18 thoughts on “Creating Nonprofit Chapters and Affiliates

  1. I am a board member of an ethnically-based cultural organization registered as a 501 (c) 7. We are establishing chapters in different states. My questions are:
    1) Can we set up the chapters as SMLLCs?
    2) What are the benefits of setting up the chapters as single member LLCs
    2) Do the chapters need to register in their respective states and what forms are required to fill out for SMLLCs?
    Thanks very much,
    M. Gashi

  2. I am the founder/director of a non-profit in Florida. There is interest from contacts of mine in other states to have our programs there. Looking at the group exemption, it appears the filing fee is $3,000 which we aren’t willing to put into it at this time. Is there another way around that, or is that the only way to accomplish having out of state chapters? A second question- my contacts are part of a very large national non-profit…if a group exemption is an absolute must, can they operate one of our chapters under their current non-profit? Thank you!

  3. Hello,

    My name is Rosa Moniz one of International Specialist organization at DeVry University, we are looking for organization partnership who works with student chapter around nationwide/worldwide, I would like to know if you have a student chapter also what are the requirements for my school club to be a part of claritylawyer Organization!

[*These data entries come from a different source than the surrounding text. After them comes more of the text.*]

PR #2804, opened 2018-05-31
refractor(profit lost statement) improvement, add fiscal label, totals

### LINKED ISSUE #2798: Improvements to the Profit and Loss Statement
The Profit and Loss Statement is already a pretty solid report.  The following improvements would be helpful:

 1. The report needs to have the Fiscal Year in the title (such as 2018, 2017, 2016, etc..).  Currently the only way to figure out the year is by looking at the columns.
 2. Each table - both income and expense - should include the total sum of their values at the bottom of the grid.
 3. The report needs a final section that compares the total profit and the total loss and gives a net result.

jeremielodi:
closes #2798

### DIFF
--- a/server/controllers/finance/reports/income_expense/index.js
+++ b/server/controllers/finance/reports/income_expense/index.js
@@ -79,8 +79,8 @@ function document(req, res, next) {
 
       const isIncomeFirstElement = root.children[0].isIncomeAccount;
 
-      let income;
-      let expense;
+      let income = {};
+      let expense = {};
       if (isIncomeFirstElement) {
         [income, expense] = root.children;
       } else {
@@ -91,8 +91,14 @@ function document(req, res, next) {
       const losses = [];
 
       tree.walk(node => profits.push(node), true, income);
-
       tree.walk(node => losses.push(node), true, expense);
+
+      // calculate totals and profit
+      const emptyTotal = { balance : 0, previousBalance : 0, difference : 0 };
+      const totals = {
+        income :  profits[0] || emptyTotal,
+        expense : losses[0] || emptyTotal,
+      };
 
       // computes the variance on the income/expense
       profits.forEach(account => {
@@ -103,7 +109,9 @@ function document(req, res, next) {
         account.variance = variance(account.balance, account.previousBalance);
       });
 
-      _.extend(data, { profits, losses, previousFiscalYear });
+      _.extend(data, {
+        profits, losses, previousFiscalYear, totals,
+      });
 
       return report.render(data);
     })
--- a/server/controllers/finance/reports/income_expense/report.handlebars
+++ b/server/controllers/finance/reports/income_expense/report.handlebars
@@ -12,7 +12,7 @@
       </h3>
 
       <h5 style="margin:15px;" class="text-center">
-        {{date periodFrom.start_date "MMMM"}} - {{date periodTo.end_date "MMMM"}}
+        {{date periodFrom.start_date "MMMM"}} - {{date periodTo.end_date "MMMM"}} ({{fiscalYear.label }})
       </h5>
 
       {{#if profits}}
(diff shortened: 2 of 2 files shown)


server/controllers/finance/reports/income_expense/report.handlebars
```diff
@@ -75,8 +82,34 @@
...
         </tbody>
       </table>
+
+      <br/>
+      <table style="width:400px;background-color:#ddd;" class="pull-right table table-condensed table-report">
+        <tr>
+          <th colspan="2" class="text-center"><b>{{translate 'FORM.LABELS.PROFIT'}}</b></th>
+        </tr>
+        <tr>
+          <td>{{translate 'FORM.LABELS.EXPENSE'}}</td>
```
jniles: Since the report has "income" then "expense", these totals should have "income" then "expense".

server/controllers/finance/reports/income_expense/report.handlebars
```diff
@@ -75,8 +82,34 @@
...
+          <td class="text-right">{{debcred totals.expense.balance ../metadata.enterprise.currency_id}}</td>
+        </tr>
+        <tr>
+          <td>{{translate 'FORM.LABELS.INCOME'}}</td>
+          <td class="text-right">{{debcred totals.income.balance ../metadata.enterprise.currency_id}}</td>
+        </tr>
+        <tr>
+          <td>{{translate 'FORM.LABELS.BALANCE'}}</td>
+          <td class="text-right">{{debcred totals.profits ../metadata.enterprise.currency_id}}</td>
```
jniles: I think all these `../metadata.enterprise.currency_id` should just be `metadata.enterprise.currency_id`.  Have you tried this report with multiple enterprise currencies?  Do they change?

server/controllers/finance/reports/income_expense/report.handlebars
```diff
@@ -41,6 +41,13 @@
               <td class="text-right">{{percentage account.variance}}</td>
             </tr>
           {{/each}}
+          <tr>
+            <td colspan="2" class="text-right"><b>{{translate 'FORM.LABELS.TOTAL'}}</b></td>
+            <td class="text-right">{{debcred totals.income.previousBalance ../metadata.enterprise.currency_id}}</td>
```
jniles: Same comment about enterprise currency.  I think it should be just `metadata.enterprise.currency_id`.  The reason the others are `../metadata` is because they are in an `#each` loop.

server/controllers/finance/reports/income_expense/index.js
```diff
@@ -89,10 +89,29 @@ function document(req, res, next) {
...
       const profits = [];
       const losses = [];
+      const totals = {
+        income : { balance : 0, previousBalance : 0 },
+        expense : { balance : 0, previousBalance : 0 },
+      };
 
       tree.walk(node => profits.push(node), true, income);
+      // sum income
+      tree.walk(node => {
```
jniles: This code is correct, but the solution is even easier!  The `income` here is the root of the `income` account tree, and `expense` is the root of the expense tree.  Every node in the tree has the following properties: `balance`, `previousBalance`, `difference`, `variance`.  They are computed [here](
https://github.com/IMA-WorldHealth/bhima-2.X/pull/2804/files#diff-950ab90f8fd78e6083caa9787d57fac4L219).

So the total of all income and all expense accounts are already calculated!  You can just grab them from the root node of each tree:
```js
const totals = {
  income: { balance : income.balance, previousBalance: income.previousBalance, difference: income.difference },
  expense : { balance : expense.balance, expense.previousBalance, difference: expense.difference }
};
```

server/controllers/finance/reports/income_expense/index.js
```diff
@@ -89,10 +89,29 @@ function document(req, res, next) {
...
+      // sum expences
+      tree.walk(node => {
+        totals.expense.balance += Math.abs(node.balance);
+        totals.expense.previousBalance += Math.abs(node.previousBalance);
+      }, true, expense);
+
+      // calculate totals and profit
+      totals.income.difference = Math.abs(totals.income.balance - totals.income.previousBalance);
+      totals.expense.difference = Math.abs(totals.expense.balance - totals.expense.previousBalance);
+      totals.profits = Math.abs(totals.expense.balance - totals.income.balance);
```
jniles: A better name for this is `totals.net` or `totals.result` because it could be negative.  You usually only call positive numbers "profit" and negative numbers "loss" (which is why this report is called Profit & Loss).

server/controllers/finance/reports/income_expense/index.js
```diff
@@ -103,7 +122,9 @@ function document(req, res, next) {
         account.variance = variance(account.balance, account.previousBalance);
       });
 
-      _.extend(data, { profits, losses, previousFiscalYear });
+      _.extend(data, {
+        profits, losses, previousFiscalYear, totals,
```
jniles, line 113: 👍

server/controllers/finance/reports/income_expense/report.handlebars
```diff
@@ -12,7 +12,7 @@
       </h3>
 
       <h5 style="margin:15px;" class="text-center">
-        {{date periodFrom.start_date "MMMM"}} - {{date periodTo.end_date "MMMM"}}
+        {{date periodFrom.start_date "MMMM"}} - {{date periodTo.end_date "MMMM"}} ({{fiscalYear.label }})
```
jniles, line 15: 💃

jniles (changes requested):
This is the right idea.  Three points of feedback:
 1. Income must come before expense in the footer.  An accountant would require that.
 2. The currency id probably doesn't work in another enterprise currency.  Try setting the enterprise currency to FC in the database and see if your totals show up in FC or USD.
 3. The totals are 100% correct.  However, you can reduce the amount of processing and the amount of code by using the pre-computed totals from the tree.

server/controllers/finance/reports/income_expense/index.js
jeremielodi: ```income``` is a tree, so ```income.balance``` is not the total of all nodes

jniles (approved):
Great work!

bors r+

PR #4607, opened 2020-06-11
fix(bhCurrencySelect): pass back full currency object

### LINKED ISSUE #4589: Currency Select doesn't work in Posting Journal Search
Looks like the currency select no longer works in the Posting Journal Search modal.  See below:
Xx1fvG8c25

jniles:
Passes back the full currency object from the bhCurrencySelect.  It also fixes the Posting Journal's search by currency.

Closes #4589.


jniles:

mbayopanda (approved):
LGTM 👍 

bors r+

PR #4608, opened 2020-06-11
fix(db): ensure HR modules are under HR

### LINKED ISSUE #4597: Move Professions and Grade Management into Human Resources.
Under "Administration" we currently have Grade Management and Profession Management.  See below:
image

These are tied to Human Resources.  We should go ahead and move them into the Human Resources folder.

jniles:
Closes #4597.


mbayopanda (approved):
👍 

bors r+

PR #4609, opened 2020-06-11
feat(patients): refresh debtor group history

### LINKED ISSUE #4481: Changing debtor groups should update debtor group history immediately
When you change a patient's debtor group, it would be nice if the history updated immediately.  You have to refresh the page currently.  Here is an example of what currently happens.

lReo5Evw08

jniles:
Adds a feature to the patient edit page to instantly refresh the debtor group history after modification.  Only 15% hacky.  Also adds a loading indicator.

Closes #4481.

Here is what it looks like:
kZr8KRtYjW


mbayopanda (approved):
The feature works fine

bors r+

PR #4610, opened 2020-06-11
Add stock exit report grouped by services

### LINKED ISSUE #4495: Optionally group Stock Exit Report by service instead of product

  4. I am a board member of APSE, a national non-profit organization, and the former board president. We currently have chapters in 35 states. APSE is a single corporation (501c3). However, each chapter has its own separate EIN, and files a 990 EZ (the postcard) as they each have their own bank accounts. We were told by a lawyer that the national organization is vulnerable from a liability standpoint in terms of the current structure and we would be better off having each chapter become its own 501c3. However, all of our chapters are staffed by volunteers, and to be frank, many are fledgling and not always attentive to administrative matters. Personally, I would prefer not to go this route if we can avoid it. (There is the additional concern about having “control” over the chapters if they are separate corporations, but we feel that can be addressed in the chapter agreement.) Any thoughts or guidance would be appreciated.

  5. If a Chapter in a Separate Affiliated Corporation wants to become its own 501(c)(3), would it have to apply to the IRS for such a status?

    And once it gets the status, would the new organization (a 39 prefix) be a separate organization from its previous Chapter/Affiliate Status (80 prefix)?

  6. We are a 501c3 organization that helps educate and create awareness for Charities by presenting a yearly Benefit Concert. If we are going to do this event in a different state under our organization, would I need to create a charter?

  7. Your article is great and really helps me with my project at hand. Thank you for taking the time to reach out.

    I am looking into opening a Separate Affiliated Corp of an existing non-profit. I want to clarify, if I acquire assets and liabilities during the time we are affiliated, are they separate and solely owned by me if they are acquired using my tax ID?

  8. We are a 501c3 conducting Christian retreats each month to help with anything people would typically go to counseling for. We want to establish other chapters in other states. We want consistency in the retreats and we want a contractual agreement that would recognize us as the overall leaders and will also need a percentage or some sort of financial compensation from their revenues.
    I am unclear on whether our liability insurance would have to cover them and also wonder about what part of the administrative burden we would carry and they would carry.